What to work on:
Wherever "with" occurs in the entries, copy the line that holds it.

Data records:
PR #262, opened 2019-11-23
Code action with diagnostics

osiox:
Following change adds diagnostics to codeAction request and is required to make code actions work with eclipse jdt.ls (along with [this PR to jdt.ls](https://github.com/eclipse/eclipse.jdt.ls/pull/1278)).

Note: I actually do not know rust, please point out if there is a better way to write it.


ul:
Thank you for your contribution! I think your style is fine. The only minor thing is that it worth running `cargo fmt` for formatting but I'll fix it on the master.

Answer for this exercise:
Code action with diagnostics
Following change adds diagnostics to codeAction request and is required to make code actions work with eclipse jdt.ls (along with [this PR to jdt.ls](https://github.com/eclipse/eclipse.jdt.ls/pull/1278)).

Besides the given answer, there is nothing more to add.